─── Data for review ───

PR #22083, opened 2018-07-27
BUG: maximum recursion error when replacing empty lists

### LINKED ISSUE #19266: Series/DataFrame.replace crashes without exception in some cases (concerning lists)
I have a Series of lists that I need to work with, and discovered some crashes without exceptions. Here's an overview of the behaviour (which is inconsistent to me).

```
import pandas as pd
import numpy as np
ser = pd.Series([['a', 'b'], np.nan, [1]])

ser.replace({np.nan : []}) # crashes w/o exception
ser.replace({np.nan : 'dummy'}) # works
# 0    [a, b]
# 1     dummy
# 2       [1]
# dtype: object

ser.replace({np.nan : ['dummy']}) # why does this unwrap?
# 0    [a, b]
# 1     dummy
# 2       [1]
# dtype: object

ser.replace({np.nan : ['dummy', 'alt']}) # crashes w/o exception

ser.fillna([]) # raises
ser.fillna({1 : []}) # this works!
# 0    [a, b]
# 1        []
# 2       [1]
# dtype: object

ser.fillna({1 : ['dummy', 'alt']}) # works as well!
# 0          [a, b]
# 1    [dummy, alt]
# 2             [1]
# dtype: object

# Dataframe has exact same behaviour as Series above
df = pd.DataFrame({'col' : ser})
df.replace({np.nan : []}) # crashes w/o exception
...
```

I agree that _interpreting_  a list as the argument to `.replace` makes no sense. But I don't understand why it's not possible to `fillna` a list (cf. other people asking this question https://stackoverflow.com/q/33199193/2965879).

There's no reason in my opinion why `.replace({np.nan : ['dummy', 'alt']})` or `.replace({np.nan : []})`couldn't work in principle - it's very clear what the intent is. Furthermore, it already works like that in `fillna` (of course with different interpretation of the dict-key). But even if forbidding lists is a design decision, the call shouldn't just crash, but raise an exception, at least.

In my case, I have to design an API that does replacements (as pre-/post-processing around actual work) with `pandas` in the background, and I'd like to be able to just pass through legal `dict`s to `Series.replace` / `DataFrame.replace` - e.g. `{r'\s*' : np.nan}` or `{np.nan : []}`. Otherwise I have to inspect every passed replacement parameter (with all the overhead that comes with allowing both `{search : replace}` and `{column : {search : replace}}`), extract special cases, and build complicated wrappers like in the answers of the above SO question.

Versions are the most recent on conda, details below.
<details>

INSTALLED VERSIONS
------------------
commit: None
python: 3.6.4.final.0
python-bits: 64
OS: Windows
OS-release: 10
machine: AMD64
byteorder: little
LC_ALL: None
LANG: None
LOCALE: None.None

pandas: 0.22.0
pytest: 3.2.1
pip: 9.0.1
setuptools: 38.4.0
Cython: 0.26.1
numpy: 1.13.3
scipy: 1.0.0
pyarrow: None
xarray: None
IPython: 6.2.1
sphinx: 1.6.3
patsy: 0.4.1
dateutil: 2.6.1
pytz: 2017.3
blosc: None
bottleneck: 1.2.1
tables: 3.4.2
numexpr: 2.6.4
feather: None
matplotlib: 2.1.0
openpyxl: 2.4.8
xlrd: 1.1.0
xlwt: 1.3.0
xlsxwriter: 1.0.2
lxml: 4.1.0
bs4: 4.6.0
html5lib: 1.0.1
sqlalchemy: 1.1.13
pymysql: None
psycopg2: None
jinja2: 2.9.6
s3fs: None
fastparquet: None
pandas_gbq: None
pandas_datareader: None

</details>

### LINKED ISSUE #21977: Pandas Series: maximum recursion error when replacing empty lists
I have a pandas Series containing lists. I wanted to replace empty lists with NaN. My first approach was using .replace, but that unexpectedly gave me a maximum recursion error.

I am using pandas 0.21.1 on Python 3.4, but other users had the same problem on 0.23

```
import numpy as np
import pandas as 
ts = pd.Series([[1], [2, 3], [], [4]])
ts.replace([], np.nan)

RuntimeError: maximum recursion depth exceeded in comparison
```

I achieved the desired output using:

`ts[ts.apply(len) == 0] = np.nan`

but I don't understand the maximum recursion error

minggli:
- [x] closes #21977 
- [x] closes #19266 
- [x] tests added / passed
- [x] whatsnew entry

Internal mechanism in replace method is intertwined and can cause RecursionError (not very helpful). Discussed in #21977, there doesn't appear to be first class support for ExtensionArray yet and this issue is right now treated as error handling, having investigated treating it as new use case but not easily co-exist without large change.

The RecursionError is caused by `Block.replace` and `ObjectBlock.replace` calling each other under certain circumstances such as in the linked issues.

New approach is now to prevent re-casting of blocks to object blocks if it is already an ObjectBlock and instead raise the error caught as it is, because if it's an ObjectBlock already then ValueError and TypeError raised won't go away when re-casted to object and re-try, resulting in infinite loop and RecursionError.


pandas/core/internals/blocks.py
```diff
@@ -1000,8 +999,8 @@ def putmask(self, mask, new, align=True, inplace=False, axis=0,
                 if not (mask.shape[-1] == len(new) or
                         mask[mask].shape[-1] == len(new) or
                         len(new) == 1):
-                    raise ValueError("cannot assign mismatch "
```
jreback: does this need to change? (or is this what is actually causing the issue); this is not exposed to the user, correct?

jreback (changes requested):
can you add the example as a test

pandas/core/internals/blocks.py
minggli: Yes this ValueError caused Block.replace and ObjectBlock.replace to form infinite loop and ultimately raise RecursionError. It's because Block.replace catches exception include ValueError and delegate replace to ObjectBlock if fails. But ObjectBlock.replace also uses super(ObjectBlock, self), hence the loop. The exception handling includes TypeError and ValueError and they are both dependent on (as appear to me) by other casting cases.

Open to suggestion, not sure a better way to handle this but at the moment this change is needed to address the issue in question.

This can be exposed to user when:
```
import pandas as pd

s = pd.Series(range(10))
mask = s > 5

s[mask] = [5, 4, 3, 2, 1]
```

minggli:
added test cases too from two issues linked. 🚀

pandas/core/internals/blocks.py
```diff
@@ -993,15 +992,16 @@ def putmask(self, mask, new, align=True, inplace=False, axis=0,
...
-
                 if not (mask.shape[-1] == len(new) or
                         mask[mask].shape[-1] == len(new) or
                         len(new) == 1):
-                    raise ValueError("cannot assign mismatch "
-                                     "length to masked array")
+                    # GH 19266 and GH 21977
+                    # ValueError triggers try except block in Block.replace
+                    # causing RecursionError
+                    raise Exception("cannot assign mismatch length "
```
jreback: can you make this a bit more informative from a user POV?

jreback (changes requested):

pandas/core/internals/blocks.py
minggli: sure. this change here is exposed to user so when one tries to assign an array of n-dimension to mask of m-dimension, when m != n, this error throws. 

```python
import pandas as pd

s = pd.Series(range(10))
mask = s > 5

>>> s[mask].shape
(4,)

s[mask] = [5, 4, 3, 2, 1]

  File "/Users/mingli/.virtualenvs/cust-value/lib/python3.5/site-packages/pandas/core/internals.py", line 1006, in putmask
    raise ValueError("cannot assign mismatch "
ValueError: cannot assign mismatch length to masked array
```
This is also used internally by `replace` and ValueError it raises is causing infinite loop as per linked issues. Whilst changing that to not ValueError will solve it, it also makes it less clear and potentially breaks users' codes if they expect to catch ValueError running above code snippet.

Do you think it's ok to use Exception here as it would solve the issues linked but users might have to change their code?

pandas/core/internals/blocks.py
jreback: do you know why we are catching ValueError at a higher level, maybe can get away with only catching TypeError and let ValueError buble up?

minggli: Good point and it appears below test (only this test) fails when we only catch TypeError:

=================================== FAILURES ===================================
_________________ TestDataFrameReplace.test_replace_datetimetz _________________
[gw0] darwin -- Python 3.5.5 /Users/mingli/.virtualenvs/pd-dev/bin/python3.5

self = <pandas.tests.frame.test_replace.TestDataFrameReplace object at 0x1112dc400>

    def test_replace_datetimetz(self):
    
        # GH 11326
        # behaving poorly when presented with a datetime64[ns, tz]
        df = DataFrame({'A': date_range('20130101', periods=3,
                                        tz='US/Eastern'),
                        'B': [0, np.nan, 2]})
        result = df.replace(np.nan, 1)
        expected = DataFrame({'A': date_range('20130101', periods=3,
                                              tz='US/Eastern'),
                              'B': Series([0, 1, 2], dtype='float64')})
    
        result = df.fillna(1)
    
        result = df.replace(0, np.nan)
        expected = DataFrame({'A': date_range('20130101', periods=3,
                                              tz='US/Eastern'),
                              'B': [np.nan, np.nan, 2]})
    
        result = df.replace(Timestamp('20130102', tz='US/Eastern'),
                            Timestamp('20130104', tz='US/Eastern'))
        expected = DataFrame({'A': [Timestamp('20130101', tz='US/Eastern'),
                                    Timestamp('20130104', tz='US/Eastern'),
                                    Timestamp('20130103', tz='US/Eastern')],
                              'B': [0, np.nan, 2]})
    
        result = df.copy()
        result.iloc[1, 0] = np.nan
        result = result.replace(
            {'A': pd.NaT}, Timestamp('20130104', tz='US/Eastern'))
    
        # coerce to object
        result = df.copy()
        result.iloc[1, 0] = np.nan
        result = result.replace(
>           {'A': pd.NaT}, Timestamp('20130104', tz='US/Pacific'))

pandas/tests/frame/test_replace.py:1060: 
pandas/core/frame.py:3895: in replace
    method=method)
pandas/core/generic.py:6016: in replace
    convert=convert)
pandas/core/internals/managers.py:560: in replace
    return self.apply('replace', **kwargs)
pandas/core/internals/managers.py:421: in apply
    applied = getattr(b, f)(**kwargs)
pandas/core/internals/blocks.py:798: in replace
    blocks = self.putmask(mask, value, inplace=inplace)
pandas/core/internals/blocks.py:1800: in putmask
    new_values, _, new, _ = self._try_coerce_args(new_values, new)

self = DatetimeTZBlock: slice(0, 1, 1), 1 x 3, dtype: datetime64[ns, US/Eastern]
values = array([[ 1357016400000000000, -9223372036854775808,  1357189200000000000]])
other = Timestamp('2013-01-04 00:00:00-0800', tz='US/Pacific')

    def _try_coerce_args(self, values, other):
        """
            localize and return i8 for the values
    
            Parameters
            ----------
            values : ndarray-like
            other : ndarray-like or scalar
    
            Returns
            -------
            base-type values, values mask, base-type other, other mask
            """
        values_mask = _block_shape(isna(values), ndim=self.ndim)
        # asi8 is a view, needs copy
        values = _block_shape(values.asi8, ndim=self.ndim)
        other_mask = False
    
        if isinstance(other, ABCSeries):
            other = self._holder(other)
            other_mask = isna(other)
    
        if isinstance(other, bool):
            raise TypeError
        elif (is_null_datelike_scalar(other) or
              (lib.is_scalar(other) and isna(other))):
            other = tslibs.iNaT
            other_mask = True
        elif isinstance(other, self._holder):
            if other.tz != self.values.tz:
                raise ValueError("incompatible or non tz-aware value")
            other_mask = _block_shape(isna(other), ndim=self.ndim)
            other = _block_shape(other.asi8, ndim=self.ndim)
        elif isinstance(other, (np.datetime64, datetime, date)):
            other = tslibs.Timestamp(other)
            tz = getattr(other, 'tz', None)
    
            # test we can have an equal time zone
            if tz is None or str(tz) != str(self.values.tz):
>               raise ValueError("incompatible or non tz-aware value")
E               ValueError: incompatible or non tz-aware value

pandas/core/internals/blocks.py:2898: ValueError

minggli: @jreback made some changes now we don't touch above error but instead make sure we don't enter infinite loop.

pandas/core/internals/blocks.py
minggli: this is reverted.

minggli:
@jreback @WillAyd I think PR is done, comments welcome.

WillAyd (changes requested):

doc/source/whatsnew/v0.24.0.txt
```diff
@@ -667,7 +667,8 @@ Reshaping
 - Bug in :meth:`DataFrame.replace` raises RecursionError when converting OutOfBounds ``datetime64[ns, tz]`` (:issue:`20380`)
 - :func:`pandas.core.groupby.GroupBy.rank` now raises a ``ValueError`` when an invalid value is passed for argument ``na_option`` (:issue:`22124`)
 - Bug in :func:`get_dummies` with Unicode attributes in Python 2 (:issue:`22084`)
--
+- Bug in :meth:`DataFrame.replace` raises RecursionError when replace empty lists (:issue:`22083`)
```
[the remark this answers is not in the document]
minggli: thanks! changed.

pandas/tests/frame/test_replace.py
```diff
@@ -603,6 +603,20 @@ def test_replace_list(self):
 
         assert_frame_equal(res, expec)
 
+    def test_replace_with_empty_list(self):
+        # GH 21977
+        s = pd.Series([['a', 'b'], np.nan, [1]])
```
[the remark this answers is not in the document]
minggli: good point!

WillAyd (approved):
lgtm

pandas/core/internals/blocks.py
```diff
@@ -802,14 +801,19 @@ def replace(self, to_replace, value, inplace=False, filter=None,
...
-            block = self.astype(object)
-            return block.replace(to_replace=original_to_replace,
-                                 value=value,
-                                 inplace=inplace,
-                                 filter=filter,
-                                 regex=regex,
-                                 convert=convert)
+            # GH 22083, TypeError or ValueError occurred within error handling
+            # causes infinite loop. Cast and retry only if not objectblock.
+            if self.dtype == 'object':
```
jreback: can you use is_object_dtype

pandas/core/internals/blocks.py
```diff
@@ -802,14 +801,19 @@ def replace(self, to_replace, value, inplace=False, filter=None,
...
+                raise
+            else:
```
jreback: don't need this else here

jreback (changes requested):
minor comments, ping on green.

jreback (approved):

jreback:
thanks @minggli

PR #22089, opened 2018-07-28
CLN: Remove vbench_to_asv.py

mroeschke:
Since pandas has been using ASV for performance benchmarking, and artifacts of vbench are gone, there doesn't appear a need for this script anymore.


jreback:
thanks @mroeschke

PR #22110, opened 2018-07-29
BUG: _cython_table bug fix

topper-123:
#21224 introduced a bug, where the ``conftest._cython_table`` isn't sorted by the function's name, but by the functions class name (i.e. "function"). This can make the sorting indeterministic and make the build fail on Python 2.7 and 3.5 at times.

This PR makes the sort order follow the functions names again and therefore be deterministic.


jreback:
lgtm ping on green

topper-123:
All green.

PR #22074, opened 2018-07-27
[Bug] Fix various DatetimeIndex comparison bugs

jbrockmendel:
Will have to see which issues this closes.  This is also a precursor to upcoming PR that dispatches DataFrame ops to Series (which in turn dispatches to Index).

Fixes #7830 (the OP's example is already fixed, this fixes examples in the comments to that issue)
Fixes DTI half of #19804

- [x] closes #7830
- [x] tests added / passed
- [x] passes `git diff upstream/master -u -- "*.py" | flake8 --diff`
- [x] whatsnew entry

PR #22068, opened 2018-07-26
De-duplicate dispatch code, remove unreachable branches

jbrockmendel:
There are a couple of `DataFrame` methods that operate column-wise, dispatching to `Series` implementations.  This de-duplicates that code by implementing `ops.dispatch_to_series`.  Importantly, this function is going to be used a few more times as we move towards getting rid of `BlockManager.eval` and `Block.eval`, so putting it in place now makes for a more focused diff later.

Also removes a couple of no-longer-reachable cases in comparison ops.

- [x] passes `git diff upstream/master -u -- "*.py" | flake8 --diff`

PR #22118, opened 2018-07-29
Centralize m8[ns] Arithmetic Tests

jbrockmendel:
There are a bunch still left in the TDI tests, but the diff is already pretty big as it is.

A _ton_ of `DataFrame` tests are xfailed here.  Most of these will be fixed by the follow-up to (#22068 + #22074).

xfails are made strict so that we get alerted when they are fixed.  Several existing xfails are removed since they have been XPASSing for a while.

@jreback I know you're going to want to make fixtures for a bunch of things.  I agree, but think that will be 19.6x easier after fixing some of the xfails.  Also this is step 2 of a many-step process and in general I'd prefer to do cleanup after getting more stuff in place.


jreback (changes requested):
this looks ok, and yes was going to see if we can use fixtures, but can do that later. however, I think test_arithmetic is going to get big fast, maybe make a directory structure on this, e.g.

pandas/tests/arithmetic/test_timedelta...... etc.?

jbrockmendel:
> maybe make a directory structure on this

I've been thinking about this too.  So far this file is all timedelta64[ns], so that's easy at least.  I'll split it in an upcoming pass.

jreback (approved):

PR #22127, opened 2018-07-30
Add Japanese version of Pandas_Cheat_Sheet

KangYoosam:
## Background
We are sponsoring `PyCon` on September in Japan. And we are planning to influence Pandas in Japan. To do so, we are planning to distribute `Pandas Cheet Sheet` with plastic file at `Pycon`.


jreback:
thanks @KangYoosam

PR #22132, opened 2018-07-30
Add timetz attribute to DatetimeIndex

### LINKED ISSUE #21358: ENH: Add timetz attribute to DatetimeIndex and Timestamp

jquinon:
- [x] closes #21358 
- [x] tests added / passed
- [x] whatsnew entry

I only added timetz to DatetimeIndex because there was already a timetz method in Timestamp that did essentially the same thing. If it is still worth adding to Timestamp though, I can certainly do that.


doc/source/whatsnew/v0.24.0.txt
```diff
@@ -180,6 +180,7 @@ Other Enhancements
 - :func:`~DataFrame.to_csv` and :func:`~DataFrame.to_json` now support ``compression='infer'`` to infer compression based on filename (:issue:`15008`)
 - :func:`to_timedelta` now supports iso-formated timedelta strings (:issue:`21877`)
 - :class:`Series` and :class:`DataFrame` now support :class:`Iterable` in constructor (:issue:`2193`)
+- :class:`DatetimeIndex` gained :attr:`~DatetimeIndex.timetz` attribute. Returns time with timezone information (:issue:`21358`)
```
mroeschke: 1) I don't think you need the `~` before `~DatetimeIndex.timetz`
2) Can you clarify that this returns _local_ time with timezone information

pandas/tests/indexes/datetimes/test_timezones.py
```diff
@@ -731,6 +731,18 @@ def test_time_accessor(self, dtype):
 
         tm.assert_numpy_array_equal(result, expected)
 
+    @pytest.mark.parametrize('tz', [
+        dateutil.tz.gettz('US/Eastern'), dateutil.tz.gettz('US/Pacific'),
+        dateutil.tz.gettz('UTC')])
+    def test_timetz_accessor(self, tz):
```
mroeschke: Instead could you use the `tz_naive_fixture`?

https://github.com/pandas-dev/pandas/blob/26b3e7de56fdebaf1842b01d747a1a30a126c54a/pandas/conftest.py#L290

mroeschke:
Looks good overall!

1) Could you add the `timetz` attribute to this list: http://pandas.pydata.org/pandas-docs/stable/timeseries.html?#time-date-components

2) Could you check if we have some tests for `Timestamp.timetz` and add one if we don't have any?

jquinon:
I didn't add a timetz attribute to Timestamp yet because it inherits a timetz method directly from standard library datetime. So should we add an attribute on top of that?

mroeschke:
I don't think you have to add a `timetz` property to `Timestamp`, but please go ahead and add some `timetz` tests for `Timestamp` if we don't have any so we can make sure the behavior is consistent with `datetime`.

jquinon:
Ok, gotcha

doc/source/api.rst
```diff
@@ -1739,6 +1739,7 @@ Time/Date Components
    DatetimeIndex.nanosecond
    DatetimeIndex.date
    DatetimeIndex.time
```
jreback: can add in the api section for Timestamp though

jreback (changes requested):
can we test for timetz on Timestamp (only in PY3 I think)?

doc/source/api.rst
jquinon: The timetz method was already there for Timestamp, and I added the property for DatetimeIndex

jreback:
I find an attribute for this is very confusing, as compared to the function call similar to  ``.time()``. would a function call be better here? (of course this would be a break with ``datetime.datetime``)

mroeschke:
For the PR, I think we should leave it as a property for now since we break this property vs. method for other `DatetimeIndex` attributes (`date`, `time`, `weekday`), and then in another PR consider converting these to method calls (maybe even before v0.24).

(Although I don't even know why these are method calls for `datetime` in the first place...)

jquinon:
@mroeschke how does it look?

mroeschke (approved):

mroeschke:
Any other comments @jreback?

jreback (approved):

jreback:
thanks @jquinon nice patch!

───

Problem to solve
Which lines of the entries above contain the word "still"? Copy each of them.

Written answer
There are a bunch still left in the TDI tests, but the diff is already pretty big as it is.
I only added timetz to DatetimeIndex because there was already a timetz method in Timestamp that did essentially the same thing. If it is still worth adding to Timestamp though, I can certainly do that.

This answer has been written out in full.